What this means is that, at some point in the foreseeable future, investors must think SpaceX is capable of delivering ballpark earnings of around $140bn per annum for that $2.8tn price tag to make sense. For the purposes of this analysis, we view the year 2030 as representing the foreseeable future.
Next, let’s turn to sales which are forecast by brokers this year to be anywhere between $25bn and about $40bn. That in itself is an extraordinarily high deviation given we are almost halfway through the year. Of the companies we follow, we would expect full year broker forecasts to converge within around 5% of each other by mid-year. Whilst a large part of the base revenue is made up of the established Starlink low orbit satellite business, the delta is mostly accounted for expectations of how quickly the AI division ramps up. Again, it is worth examining what investors need to believe for this to stack up.
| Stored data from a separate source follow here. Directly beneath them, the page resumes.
PR #1248, opened 2019-05-09
Sign events with current signing Clock time

dagnir:
## Description
Events should be signed with the current time (as provided by the Clock), not
the initial request time.

## Testing
Updated unit test, ran `TranscribeStreamingIntegrationTest` to verify against service.

## Types of changes

## Checklist

## License

### DIFF
--- a/core/auth/src/main/java/software/amazon/awssdk/auth/signer/internal/Aws4SignerRequestParams.java
+++ b/core/auth/src/main/java/software/amazon/awssdk/auth/signer/internal/Aws4SignerRequestParams.java
@@ -16,6 +16,7 @@
 package software.amazon.awssdk.auth.signer.internal;
 
 import java.time.Clock;
+import java.time.Duration;
 import software.amazon.awssdk.annotations.SdkInternalApi;
 import software.amazon.awssdk.auth.signer.params.Aws4SignerParams;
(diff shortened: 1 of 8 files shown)


core/auth/src/main/java/software/amazon/awssdk/auth/signer/internal/Aws4SignerRequestParams.java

Based on current market expectations, the average 2030 EV/Sales ratio of the Magnificent 7 technology stocks in the US is around 5x. Applying that multiple to the SpaceX valuation implies that SpaceX’s revenues need to grow to around $550bn by 2030, or nearly 30 times their level in 2025. That would require revenues to roughly double each year between now and then. Another way to look at it is this would take SpaceX less than five years to become the size of what took Amazon, widely regarded as one of the most successful and fastest growing businesses on the planet, 29 years.
This leads to something else that investors must buy into. For SpaceX to truly justify its valuation, its future needs to lie beyond this planet. Never has sci-fi featured more heavily in an IPO filing. Whilst orbital AI data centres might seem like a natural extension of the existing Starlink network, some of the more fanciful suggestions include mining asteroids for their minerals and colonising Mars with at least a million inhabitants. Mars contains no breathable oxygen, something humans cannot survive without for longer than a few minutes, not to mention the lack of protection from solar radiation. Even Elon Musk, as the saying goes, cannot change the laws of physics.
Space exploration is not renowned for being cheap and investors should not forget that their returns are ultimately driven by the underlying company’s profitability – or more accurately its free cash flow which can be used to fund dividends or return capital through share buybacks. Unsurprisingly, SpaceX is expected to be hugely cash consumptive until the early 2030s, so the final thing investors need to get comfortable with is the company’s ability to raise new money in the future. This is the Achilles heel. Investor sentiment towards tech, AI and space travel is currently about as rosy as it has ever been. What are the chances that backdrop is as supportive and enthusiastic when it needs to raise capital again?
This note reflects Eric’s current assessment as of 16th June 2026.